• DIRECTIONS FOR THIS TASK:
Search the listing below for the word "valid" and return each line that contains it.

• LISTED ENTRIES:
PR #3895, opened 2020-04-06
Feature: new add financial contributions via fiscal host flow

sbinlondon:
First pass of the fiscal host flow.

Work for next PR:

- mobile responsiveness
- back buttons
- breadcrumb navbar


sbinlondon:
* Fixed internationalisation
* Added loading states, error handling for application modal
* Added v2 graphql queries and mutations

Success state page is next

components/accept-financial-contributions/ApplyToHost.js
```diff
@@ -0,0 +1,194 @@
...
+
+    return (
+      <Fragment>
+        <Box mb={4} mt={5}>
+          <H1 fontSize={['H5', 'H3']} lineHeight={['H5', 'H3']} fontWeight="bold" color="black.900" textAlign="center">
+            {intl.formatMessage(this.messages.header)}
+          </H1>
+        </Box>
+        <Container alignItems="flex-end" display="flex" pl={7} width={1}>
+          <img src="/static/images/create-collective/umbrellaPot.png" width="264px" height="184px" />
```
Betree, line 95: I like using `import` for the images (like in [here](https://github.com/opencollective/opencollective-frontend/blob/bb5edbc723ba7cea23527986ad7028ecc6d8afac/components/expenses/ExpenseTypeRadioSelect.js#L11)).

Some reasons why I think it's better:
- The build system knows about the image, so if you delete it the build will fail (=> no 404 on images)
- A hash is added to the filename, so if we update it the cache will be updated properly
- We can globally configure strategies & optimization for our assets in the build
- If we do that for all our assets, it will be easier to find & remove the unused ones

That being said, it's not a general practice yet in our codebase so there's no requested changes but I'd like to raise the discussion. @opencollective/core-developers

components/accept-financial-contributions/HostCollectiveCard.js
```diff
@@ -0,0 +1,259 @@
...
+    id: 'actions.submitApplication',
+    defaultMessage: 'Submit application',
+  },
+  tosError: {
+    id: 'acceptContributions.tosError',
+    defaultMessage: "Please accept the host's terms of service.",
+  },
+});
+
+const HostCollectiveCard = ({ hostCollective, applyingCollective, ...props }) => {
```
Betree, line 66: For this component I'd recommend using the `useMutation` hook rather than `graphql`. It will provide you with a `loading` flag and an `error` out of the box.

server/pages.js
```diff
@@ -196,4 +196,11 @@ pages.add(
   'new-collective-page',
 );
 
+// New accept financial contributions flow
+
+pages.add(
+  'accept-financial-contributions',
+  '/:slug/contribute/accept/:path(myself|organization|host)?/:method(stripe|bank)?/:state(success)?',
```
znarf, line 203: Even if it's long it should be `accept-financial-contributions` because `contribute/accept` is not really clear.

pages/accept-financial-contributions.js
```diff
@@ -0,0 +1,66 @@
...
+import Loading from '../components/Loading';
+import Container from '../components/Container';
+
+import { getCollectivePageQuery } from '../components/collective-page/graphql/queries';
+
+class AcceptFinancialContributionsPage extends React.Component {
+  static async getInitialProps({ query }) {
+    return {
+      slug: query && query.slug,
+      query,
```
znarf, line 18: I realized today that using `withRouter` and `this.props.router.query` is more efficient than trying to pass `query` from the Page down to the component needing it (here the Picker). I recommend to use this strategy here, `query` can be ultimately removed.

pages/accept-financial-contributions.js
```diff
@@ -0,0 +1,66 @@
...
+        ) : (
+          <AcceptFinancialContributions query={query} collective={collective} />
+        )}
+      </AuthenticatedPage>
+    );
+  }
+}
+
+const getCollective = graphql(getCollectivePageQuery, {
+  options: props => ({
```
znarf, line 59: Can you try without the `options`, I think the props are automatically used as variables.

pages/accept-financial-contributions.js
```diff
@@ -0,0 +1,66 @@
...
+
+  constructor(props) {
+    super(props);
+  }
+
+  render() {
+    const { data, query } = this.props;
+
+    if (!data.loading) {
+      if (!data || data.error) {
```
znarf, line 38: The 2 conditions can be combined.

pages/accept-financial-contributions.js
```diff
@@ -0,0 +1,66 @@
...
+
+  static propTypes = {
+    query: PropTypes.object,
+    slug: PropTypes.string, // for addCollectiveCoverData
+    data: PropTypes.object, // from withData
+    loadingLoggedInUser: PropTypes.bool,
+    LoggedInUser: PropTypes.object,
+  };
+
+  constructor(props) {
```
znarf, line 30: This is useless.

pages/accept-financial-contributions.js
```diff
@@ -0,0 +1,66 @@
...
+import { withUser } from '../components/UserProvider';
+import Loading from '../components/Loading';
+import Container from '../components/Container';
+
+import { getCollectivePageQuery } from '../components/collective-page/graphql/queries';
+
+class AcceptFinancialContributionsPage extends React.Component {
+  static async getInitialProps({ query }) {
+    return {
+      slug: query && query.slug,
```
znarf, line 17: query is always set, so this can simply be `query.slug`

components/accept-financial-contributions/ApplyToHost.js
znarf: It's a good practice.

components/accept-financial-contributions/ApplyToHost.js
```diff
@@ -0,0 +1,194 @@
...
+    return {
+      variables: {
+        tags: props.tags,
+        currency: props.currency,
+        offset: 0,
+        limit: props.limit || COLLECTIVE_CARDS_PER_PAGE * 2,
+      },
+    };
+  },
+  props: ({ data }) => ({
```
znarf, line 189: Seems useless.

components/accept-financial-contributions/ApplyToHost.js
```diff
@@ -0,0 +1,194 @@
...
+              </StyledButton>
+            </ExternalLink>
+          </InterestedContainer>
+        </Container>
+      </Fragment>
+    );
+  }
+}
+
+const getHostsQuery = gqlV2`
```
znarf, line 142: Maybe it's because it's WIP but it says gqlV2 while being a GraphQL v1 query.

components/accept-financial-contributions/ApplyToHost.js
```diff
@@ -0,0 +1,194 @@
...
+      }
+    }
+  }
+`;
+
+export const addHostsData = graphql(getHostsQuery, {
+  options(props) {
+    return {
+      variables: {
+        tags: props.tags,
```
znarf, line 182: Are all these variables used or gonna be used?

components/accept-financial-contributions/ContributionCategoryPicker.js
```diff
@@ -0,0 +1,202 @@
...
+      },
+    });
+  }
+
+  handleChange(fieldname, value) {
+    this.props.onChange(fieldname, value);
+  }
+
+  render() {
+    const { intl, query } = this.props;
```
znarf, line 72: Let's used `withRouter` and `this.props.router.query` instead of the current strategy.

components/accept-financial-contributions/ContributionCategoryPicker.js
```diff
@@ -0,0 +1,202 @@
...
+      },
+      organization: { id: 'acceptContributions.picker.organization', defaultMessage: 'Our organization' },
+      organizationInfo: {
+        id: 'acceptContributions.picker.organizationInfo',
+        defaultMessage: 'Use my company or organization bank account',
+      },
+    });
+  }
+
+  handleChange(fieldname, value) {
```
znarf, line 67: If `handleChange` is not doing more, you could use `this.props.handleChange` directly.

components/accept-financial-contributions/HostCollectiveCard.js
```diff
@@ -0,0 +1,259 @@
...
+  }
+}
+`;
+
+const addMutation = graphql(applyToHostMutation, {
+  options: {
+    context: API_V2_CONTEXT,
+  },
+  props: ({ mutate }) => ({
+    editCollective: async (collectiveInput, hostInput) => {
```
znarf, line 253: it should be named `applyToHost`, not `editCollective`

components/accept-financial-contributions/HostCollectiveCard.js
znarf, line 66: It's a name we commonly see but we should get rid of `hostCollective` -> `host`, mixing `host` with `collective` is confusing. 

Then `applyingCollective` could simply named `collective` but doesn't hurt if the name is more specific.

`

znarf:
Could you rebase in an attempt to make the preview deploy work?

components/accept-financial-contributions/ApplyToHost.js
sbinlondon: Yep I had not realised that I had more changing to do. That's all taken care of now.

server/pages.js
sbinlondon: 👍  Will change

components/accept-financial-contributions/ApplyToHost.js
sbinlondon: Noted and changed!

components/accept-financial-contributions/ContributionCategoryPicker.js
sbinlondon: Updated

components/accept-financial-contributions/ContributionCategoryPicker.js
sbinlondon: 👍

components/accept-financial-contributions/HostCollectiveCard.js
sbinlondon: Good catch - updated

pages/accept-financial-contributions.js
sbinlondon: Updated to use `withRouter` everywhere, and will remember that for the future

sbinlondon:
Work for next PR:

* mobile responsiveness
* back buttons
* breadcrumb navbar

pages/accept-financial-contributions.js
sbinlondon: Sorry could you explain what you mean? Looking at the codebase most graphql queries have the props passed in via options.

components/accept-financial-contributions/HostCollectiveCard.js
sbinlondon: Will add tomorrow

pages/accept-financial-contributions.js
znarf: I only found that in an old documentation but it's certainly still true today.

> By default, graphql will attempt to pick up any missing variables from the query from ownProps. [...] However, if you need to change the name of a variable, compute the value, or just want to be more explicit about things, the options function is the place to do it.

We're relying on that in many places through the codebase, I find it elegant.

components/accept-financial-contributions/index.js
```diff
@@ -0,0 +1,100 @@
...
+    );
+  }
+}
+
+const getAllHostsQuery = gqlV2`
+query getAllHosts($tags: [String], $limit: Int) {
+  hosts(tags: $tags, limit: $limit) {
+    totalCount
+    nodes {
+      legacyId
```
znarf, line 64: We should only use `legacyId` if we have no choice. I think you can use `id` here.

components/accept-financial-contributions/index.js
```diff
@@ -0,0 +1,100 @@
...
+          role
+        }
+      }
+    }
+  }
+}
+`;
+
+export const addHostsData = graphql(getAllHostsQuery, {
+  options(props) {
```
znarf, line 89: I find the syntax surprising, is this on purpose? Usually we write `options: (props) =>`

components/accept-financial-contributions/index.js
```diff
@@ -0,0 +1,100 @@
...
+    if (!path) {
+      return <ContributionCategoryPicker onChange={this.handleChange} />;
+    }
+
+    if (state) {
+      return <HostSuccessPage chosenHost={chosenHost} collective={this.props.collective} />;
+    }
+
+    return (
+      <ApplyToHost hostCollectives={hostCollectives} collective={this.props.collective} onChange={this.handleChange} />
```
znarf, line 54: I find `this.handleChange` too generic.

If it's only about chosing the host, let's have a method that is dedicated to that.

components/accept-financial-contributions/index.js
```diff
@@ -0,0 +1,100 @@
...
+    );
+  }
+}
+
+const getAllHostsQuery = gqlV2`
```
znarf, line 59: I know where it's coming from but `allHosts` is surprising as a name, would be clearer without. Also valid below.

components/accept-financial-contributions/index.js
znarf: It's also valid down the chain in sub-components.

components/accept-financial-contributions/index.js
sbinlondon: Yeah it's on purpose, I followed the syntax in other files. It's in a few places like `ApplyToHostLoggedInBtn` and `ExpensesWithData` amongst others. I can't find any files that use the syntax you've put here.

components/accept-financial-contributions/index.js
sbinlondon: In sets the state for different things in two components.

In `ContributionCategoryPicker`, it sets the `path` from the query, and in `ApplyToHosts` it sets the chosen host.

sbinlondon:
> Great progress!
> 
> Can you plug that on the "Start accepting contributions" button?

I'll do that in my next PR once I've worked on more responsiveness/mobile stying 🙏

components/accept-financial-contributions/index.js
kewitz: This is a method shorthand. The difference is that in this case `options()` is a function, with the expected bindings (this, super, ...).
Not sure if makes any difference in this context, I'm OK with both, we should just be consistent.

components/accept-financial-contributions/HostCollectiveCard.js
```diff
@@ -0,0 +1,273 @@
...
+    setLoading(true);
+    const collectiveInput = {
+      legacyId: collective.id,
+    };
+    const hostInput = {
+      legacyId: host.legacyId,
+    };
+    try {
+      await props.applyToHost(collectiveInput, hostInput);
+      Router.pushRoute('accept-financial-contributions', {
```
kewitz, line 92: I think it would be cleared if we kept it async.
```js
await Router.pushRoute(...);
window.scrollTo(0,0);
confettiFireworks(5000, { zIndex: 3000 });
```

components/accept-financial-contributions/HostCollectiveCard.js
```diff
@@ -0,0 +1,273 @@
...
+}
+`;
+
+const addMutation = graphql(applyToHostMutation, {
+  options: {
+    context: API_V2_CONTEXT,
+  },
+  props: ({ mutate }) => ({
+    applyToHost: async (collectiveInput, hostInput) => {
+      return await mutate({ variables: { collective: collectiveInput, host: hostInput } });
```
kewitz, line 268: Cool, even tho it is redundant, I also like to be explicit about promises! 💯

znarf:
For the next PR:

- Let's add a feature flag to plug the new behavior on "Start accepting contributions". Maybe "on" by default so we can see it directly in preview deployment.
- Let's plug the new URLs that I introduced in https://github.com/opencollective/opencollective-frontend/pull/3921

• OUTPUT OF THE EXERCISE:
znarf, line 59: I know where it's coming from but `allHosts` is surprising as a name, would be clearer without. Also valid below.
znarf: It's also valid down the chain in sub-components.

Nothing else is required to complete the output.